Runtime: CodeGen should be updated to support the FMA instruction set

Created on 5 Jun 2017 · 20Comments · Source: dotnet/runtime

Rationale
Performing a multiplication followed by an add is a frequent operation in code (d = (a * b) + c) and modern processors provide instructions to help perform this operation in a fast/efficient manner.

Proposal

The runtime should be updated to recognize the d = (a * b) + c pattern and emit FMA instructions in those scenarios.

This pattern should be handled for both scalar and vector operations (float, double, Vector, Vector, Vector2, Vector3, and Vector4).

Other Thoughts
The runtime already has support for the AVX instruction set and the VEX encoding which should make it significantly easier to support for the FMA instructions.

An explicit API (Math.MultiplyAdd, or something similar) could also be provided so users can explicitly opt into the behavior.

category:cq
theme:intrinsics
skill-level:intermediate
cost:medium

area-CodeGen-coreclr enhancement

Source

tannergooding

👍2

Most helpful comment

@dotnet/jit-contrib

As @tannergooding implies, the difference in behavior between FMA and MUL+ADD is that the former rounds once (at the end) while the latter rounds twice. CLR doesn't have particularly strict floating-point semantics, and contraction is explicitly allowed by ECMA 335 (III.1.1.1), so it might be reasonable to do this folding without user consent, but I'm not sure. Certainly doesn't seem like a huge breaking change--at least for .NET Core.

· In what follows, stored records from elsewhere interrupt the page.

PR #6085, opened 2024-07-16
fix(web): get new envs directly instead of via usequery update

ChmaraX:
If we call `refetchEnvironments` from `useQuery` we can't guarantee the env-id will be in localStorage since its being set as side effect.

If we get the env and also set the localStorage env id inside single function, we are able to await both.

Ideal case would be if `useQuery` could both `getEnvironments()` and  `selectEnvironment()` inside single `refetchEnvironments()` call, but that doesn't seem to work even when trying to call `selectEnvironment` inside useQuery's `onSuccess`.

### DIFF
--- a/apps/web/src/components/providers/EnvironmentProvider.tsx
+++ b/apps/web/src/components/providers/EnvironmentProvider.tsx
@@ -1,12 +1,6 @@
-import { useCallback, useEffect, useMemo, useState } from 'react';
+import { useCallback, useEffect, useState } from 'react';
 import { useNavigate } from 'react-router-dom';
-import {
-  useQuery,
-  useQueryClient,
-  type QueryObserverResult,
-  type RefetchOptions,
-  type RefetchQueryFilters,
-} from '@tanstack/react-query';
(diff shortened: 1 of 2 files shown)


apps/web/src/components/providers/EnvironmentProvider.tsx
```diff
@@ -143,25 +135,38 @@ export function EnvironmentProvider({ children }: { children: React.ReactNode })
...
-    (async () => {
-      if (environments) {
-        await switchEnvironment({ environmentId: getEnvironmentId() });
-      }
-    })();
-  }, [environments, switchEnvironment]);
+    if (environments && environments.length > 0 && !currentEnvironment) {
+      switchEnvironment({ environmentId: getEnvironmentId() });
+    }
+  }, [currentEnvironment, environments, switchEnvironment]);
```
ChmaraX, line 141: This change is to avoid calling switchEnvironment on every path change - now its being called just once when `currentEnvironment` doesn't exist which is only upon registration - in other cases we are switching env directly using switchEnvironment functions.

SokratisVidros (approved):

RussKeldorph on 6 Jun 2017

👍6

All 20 comments

For both scalar and vector types, this can also cover:

Multiply and Subtract (d = (a * b) - c)
Negative Multiply and Add (d = -(a * b) + c)
Negative Multiply and Subtract (d = -(a * b) - c)

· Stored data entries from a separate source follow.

PR #6090, opened 2024-07-17
chore(client): add the novu api version header

LetItRock:
Changes:
- added the Novu API Version header to the `HttpClient` from `@novu/client` package
- removed unused file

### Screenshots

<details>

</details>


packages/client/src/http-client/http-client.ts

For vector types, this can also cover:

Multiply with Alternating Add/Subtract (d0 = (a0 * b0) + c0, d1 = (a1 * b1) - c1, d2 = (a2 * b2) + c2, d3 = (a3 * b3) - c3)
Multiply with Alternating Subtract/Add (d0 = (a0 * b0) - c0, d1 = (a1 * b1) + c1, d2 = (a2 * b2) - c2, d3 = (a3 * b3) + c3)

tannergooding on 5 Jun 2017

FYI. @mellinoe, who may be interested

tannergooding on 5 Jun 2017

It's my understanding that this does not necessarily have the same behavior as a regular multiply-followed-by-add. Given that this could affect large chunks of "regular" code, I can imagine something out there breaking for some reason.

I guess it would help to understand what other optimizing compilers do. Is this a common automatic optimization to do (not opt-in), with respect to behavior/precision differences?

mellinoe on 5 Jun 2017

It's my understanding that this does not necessarily have the same behavior as a regular multiply-followed-by-add.

That could be the case, but I didn't see anything obvious to this effect in the architecture manual (they generally list the error rate when it differs, as is the case with rsqrt). The FMA Extensions section is Volume 1, 14.5. The actual instruction pages are in Volume 2C.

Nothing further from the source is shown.